Right now, you’re probably surrounded by items made of plastic—phones, pens, eyeglasses, yogurt cups, you name it. Practically every ounce of that plastic started as a load of resin pellets or powder transported on a bulk trailer. Many other dry bulk commodities—sand, clay, limestone, starches, fertilizers, to name just a few—play a crucial role in industry and agriculture.
Dry bulk is an important component of today’s supply chains, and transporting it is no simple matter. Even if you’ve shipped these kinds of products in boxes, drums or totes in a dry van, that doesn’t prepare you for the challenges of managing tank loads of dry bulk.
For newcomers to dry bulk shipping (and for more experienced people who just want to refresh their knowledge), this article covers its equipment, processes and responsibilities—and also offers tips on choosing the right partners to help.
The first, obvious thing that makes a dry bulk commodity different is that it doesn’t come packaged in boxes, barrels or other small containers. Loading and unloading 40,000 lbs. of pellets or powder takes a whole different skill set, and entirely different equipment, than you need to move packaged product on and off the back of a box trailer.
But the most crucial difference with dry bulk involves the danger of contamination. This is especially true with plastics. Let a half-ounce of clay sneak into a load of plastic pellets, and you could make the whole load—worth maybe $40,000—completely useless. After you unload a conventional trailer, just sweep it out and it’s ready to move something else. But most of the time, before a dry bulk trailer takes on a new load, it needs a thorough washing at a certified facility.
Other factors that make dry bulk shipments different from dry van shipments include:
There aren’t nearly as many dry bulk trailers on the road as box trailers. And due to concerns about contamination, carriers often devote certain trailers to specific materials—like black plastics, white plastics, sand or clay, hazardous materials, and food-grade commodities. So, when you need a truck, it might take longer to find one that can carry your specific load.
If you’re new to dry bulk, you may be shocked by the price quotes you receive. Rates are higher for several reasons:
The driver will need at least a tanker endorsement. If he’s hauling hazmat or waste, he’ll need endorsements for those as well. And he’ll need special skills to manage the equipment on a pneumatic trailer.

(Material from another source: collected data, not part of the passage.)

PR #1905, opened 2025-11-17
Refactor robot subclasses into single robot class + YAML definition files

Andorexad:
This PR refactors the robot-related code.  Key changes:
- all robot classes are merged into one class called Robot()
- ControllableObject is also merged into Robot()
- for each robot, there is a YAML file in robot_configs/ that contains robot-config args


OmniGibson/omnigibson/objects/controllable_object.py
cgokmen, line 1: As a meta-note, I think controllableobject and robot should also be unified into a single class (Robot). There's no non-robot controllable object IIUC - but do check with Hang and Josiah.

OmniGibson/omnigibson/objects/controllable_object.py
```diff
@@ -947,7 +947,7 @@ def reset_joint_pos(self, value):
         self._reset_joint_pos = value
 
     @property
-    @abstractmethod
+    # @abstractmethod
```
cgokmen: Why, and also remove it fully if you have to, dont comment

OmniGibson/omnigibson/robots/robot_configs/a1.yaml
```diff
@@ -0,0 +1,79 @@
...
+  arm_joint_names:
+    "0": ['arm_joint1', 'arm_joint2', 'arm_joint3', 'arm_joint4', 'arm_joint5', 'arm_joint6']
+    
+
+  gripper:
+    _eef_link_names: "eef_link"
+    eef_link_names:
+      "0": "eef_link"
+    _finger_link_names: ["gripper1", "gripper2"]
+    finger_link_names:
```
cgokmen: In a config file there should not be arguments that start with _ in their name - that should be handled in Python if necessary. I think the name overlap can be resolved by changing the dicts to be called finger_link_names_by_arm etc.

OmniGibson/omnigibson/robots/locomotion_robot.py
cgokmen, line 1: These classes should also be unified. The end goal is exactly ONE robot class "Robot".

OmniGibson/omnigibson/robots/manipulation_robot.py
cgokmen, line 1: These classes should also be unified. The end goal is exactly ONE robot class "Robot".

OmniGibson/omnigibson/robots/active_camera_robot.py
cgokmen, line 1: These classes should also be unified. The end goal is exactly ONE robot class "Robot".

OmniGibson/omnigibson/robots/behavior_robot.py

A carrier hauling non-hazardous dry bulk should carry at least $1 million in liability insurance. For hazardous materials, the minimum is $5 million. You’ll also require cargo insurance, which varies with the value of the load.
A dry bulk trailer is basically a metal cylinder, but with a series of cone-shaped hoppers at the bottom. The trailer comes with a series of openings called manholes, which are used to load the product. There are generally three to six manholes distributed along the top of and back of the trailer.
At the bottom of each hopper is a valve, opening into a pipe that runs below the trailer. Those valves are closed when a shipper loads the truck. When it comes time to unload, the driver opens them, letting product run out of the hopper and into the pipe.
Some shippers insist that each dry bulk trailer they use have a catwalk installed on top. The catwalk is a safety device that looks something like a ladder laid flat across the top of the trailer. When an employee climbs to the top of the trailer to load product into the top manholes, the catwalk helps to keep him from falling. As a further safety measure, some carriers also provide popup railings, which they raise on top of the trailer before loading.
Dry bulk trailers come in different sizes. One manufacturer, Polar, sells models that range in capacity from 550 cubic feet with a single hopper to 2,800 cubic feet with six hoppers.
As we noted, contamination is the bane of dry bulk shipping. A responsible carrier diligently visits the truck wash after each load, but there’s always a chance that a little stray material—a few beads of plastic or a bit of clay residue—will survive the wash, stuck deep in the piping.
What happens then?
Picture a load of white plastic pellets shipped in a trailer that still has a few black pellets lodged in a crevice. If those black pellets get dislodged, they’ll mix in with the white product. Then, when that plastic goes through a manufacturing process—say, to produce shampoo bottles—you’ll get an ugly black slash across hundreds of units. The customer will have to toss those bottles, and someone—possibly you, the shipper—will pay for that loss.
Now imagine if the customer doesn’t send that contaminated load straight to production, but instead loads it into a silo that is already largely filled with white beads. Those few black beads could ruin hundreds of thousands of pounds of white plastic. At a dollar or more per pound, imagine the liability then.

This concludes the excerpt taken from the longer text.